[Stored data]
------------------------------
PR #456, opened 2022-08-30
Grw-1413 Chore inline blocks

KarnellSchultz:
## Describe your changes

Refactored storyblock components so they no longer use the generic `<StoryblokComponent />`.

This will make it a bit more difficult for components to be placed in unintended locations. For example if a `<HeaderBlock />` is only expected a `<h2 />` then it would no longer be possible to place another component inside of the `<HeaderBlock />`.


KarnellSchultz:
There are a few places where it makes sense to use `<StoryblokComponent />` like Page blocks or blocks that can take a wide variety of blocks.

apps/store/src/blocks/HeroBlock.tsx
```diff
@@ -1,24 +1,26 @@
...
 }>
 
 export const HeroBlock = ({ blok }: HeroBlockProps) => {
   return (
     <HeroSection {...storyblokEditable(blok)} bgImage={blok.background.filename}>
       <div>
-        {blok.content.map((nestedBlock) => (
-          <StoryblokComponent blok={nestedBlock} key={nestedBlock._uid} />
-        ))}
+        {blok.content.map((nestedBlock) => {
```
------------------------------
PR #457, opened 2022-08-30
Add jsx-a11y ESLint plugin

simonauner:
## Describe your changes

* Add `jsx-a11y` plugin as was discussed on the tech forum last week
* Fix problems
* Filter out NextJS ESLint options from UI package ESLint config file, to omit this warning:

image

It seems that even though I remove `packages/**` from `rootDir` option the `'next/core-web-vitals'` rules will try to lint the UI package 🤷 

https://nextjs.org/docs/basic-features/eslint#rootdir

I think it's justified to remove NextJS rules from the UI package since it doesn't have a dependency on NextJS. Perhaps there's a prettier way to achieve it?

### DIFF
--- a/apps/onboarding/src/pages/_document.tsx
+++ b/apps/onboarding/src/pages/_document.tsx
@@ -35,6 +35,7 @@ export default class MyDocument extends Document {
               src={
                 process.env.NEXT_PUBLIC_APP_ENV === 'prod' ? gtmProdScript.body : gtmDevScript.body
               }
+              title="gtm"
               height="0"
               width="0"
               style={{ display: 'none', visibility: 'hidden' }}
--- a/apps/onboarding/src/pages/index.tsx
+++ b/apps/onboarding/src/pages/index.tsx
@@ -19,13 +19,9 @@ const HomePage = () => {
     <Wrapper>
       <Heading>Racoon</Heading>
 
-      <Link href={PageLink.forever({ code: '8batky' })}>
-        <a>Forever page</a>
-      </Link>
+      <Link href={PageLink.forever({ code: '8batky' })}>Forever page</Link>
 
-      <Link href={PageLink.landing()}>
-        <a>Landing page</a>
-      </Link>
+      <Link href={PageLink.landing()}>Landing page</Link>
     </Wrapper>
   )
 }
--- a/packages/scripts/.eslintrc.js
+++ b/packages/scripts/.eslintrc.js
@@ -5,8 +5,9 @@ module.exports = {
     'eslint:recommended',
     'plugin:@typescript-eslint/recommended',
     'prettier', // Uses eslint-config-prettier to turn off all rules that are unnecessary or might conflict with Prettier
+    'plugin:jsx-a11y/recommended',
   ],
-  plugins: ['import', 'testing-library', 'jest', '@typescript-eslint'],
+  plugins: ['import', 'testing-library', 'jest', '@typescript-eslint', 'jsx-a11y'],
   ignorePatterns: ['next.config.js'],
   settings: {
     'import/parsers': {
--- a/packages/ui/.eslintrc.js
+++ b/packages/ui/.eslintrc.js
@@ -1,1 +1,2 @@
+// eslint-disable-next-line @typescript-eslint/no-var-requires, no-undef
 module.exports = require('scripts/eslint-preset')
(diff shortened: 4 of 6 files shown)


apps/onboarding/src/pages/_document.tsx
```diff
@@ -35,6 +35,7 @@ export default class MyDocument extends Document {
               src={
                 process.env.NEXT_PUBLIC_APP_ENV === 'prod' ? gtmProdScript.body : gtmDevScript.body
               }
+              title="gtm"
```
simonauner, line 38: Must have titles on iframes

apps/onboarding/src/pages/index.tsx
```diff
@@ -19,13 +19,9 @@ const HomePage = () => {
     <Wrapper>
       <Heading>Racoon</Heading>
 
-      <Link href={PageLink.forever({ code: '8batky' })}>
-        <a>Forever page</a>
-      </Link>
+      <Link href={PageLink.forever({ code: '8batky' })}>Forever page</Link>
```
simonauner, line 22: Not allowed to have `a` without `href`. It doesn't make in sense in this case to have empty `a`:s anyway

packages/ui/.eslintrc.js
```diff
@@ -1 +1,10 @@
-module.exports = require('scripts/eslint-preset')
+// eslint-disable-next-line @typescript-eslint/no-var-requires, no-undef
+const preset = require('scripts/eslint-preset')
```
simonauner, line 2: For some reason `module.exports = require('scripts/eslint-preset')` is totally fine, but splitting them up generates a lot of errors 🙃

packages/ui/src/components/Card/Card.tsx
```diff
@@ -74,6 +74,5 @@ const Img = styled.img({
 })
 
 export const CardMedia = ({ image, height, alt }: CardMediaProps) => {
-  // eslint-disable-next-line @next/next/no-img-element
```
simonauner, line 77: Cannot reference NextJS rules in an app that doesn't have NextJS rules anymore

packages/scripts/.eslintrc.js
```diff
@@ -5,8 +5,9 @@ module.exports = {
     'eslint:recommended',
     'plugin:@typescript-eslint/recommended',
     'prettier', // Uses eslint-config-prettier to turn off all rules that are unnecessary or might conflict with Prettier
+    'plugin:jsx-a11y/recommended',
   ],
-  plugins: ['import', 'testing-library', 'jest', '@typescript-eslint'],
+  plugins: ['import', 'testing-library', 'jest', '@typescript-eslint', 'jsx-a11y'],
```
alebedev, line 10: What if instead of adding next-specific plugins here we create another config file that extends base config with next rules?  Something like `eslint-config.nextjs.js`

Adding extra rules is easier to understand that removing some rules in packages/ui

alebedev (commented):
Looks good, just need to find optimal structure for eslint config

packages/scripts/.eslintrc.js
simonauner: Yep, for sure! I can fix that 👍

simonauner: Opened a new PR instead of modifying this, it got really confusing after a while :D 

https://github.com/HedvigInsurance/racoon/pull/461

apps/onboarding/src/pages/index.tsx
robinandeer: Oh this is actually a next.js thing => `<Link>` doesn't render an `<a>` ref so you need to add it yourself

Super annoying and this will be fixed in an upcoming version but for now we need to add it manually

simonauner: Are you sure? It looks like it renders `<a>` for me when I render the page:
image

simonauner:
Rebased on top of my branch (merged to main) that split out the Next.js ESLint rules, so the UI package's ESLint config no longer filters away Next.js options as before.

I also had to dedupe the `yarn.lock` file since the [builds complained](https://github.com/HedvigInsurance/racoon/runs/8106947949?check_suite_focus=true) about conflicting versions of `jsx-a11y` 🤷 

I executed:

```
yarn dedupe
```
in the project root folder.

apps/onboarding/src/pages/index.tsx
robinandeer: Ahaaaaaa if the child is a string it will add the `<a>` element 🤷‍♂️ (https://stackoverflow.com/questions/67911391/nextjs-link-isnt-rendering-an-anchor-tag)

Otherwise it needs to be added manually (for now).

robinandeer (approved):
------------------------------
Only the number is wanted: count the lines of the records that hold the word "from".

3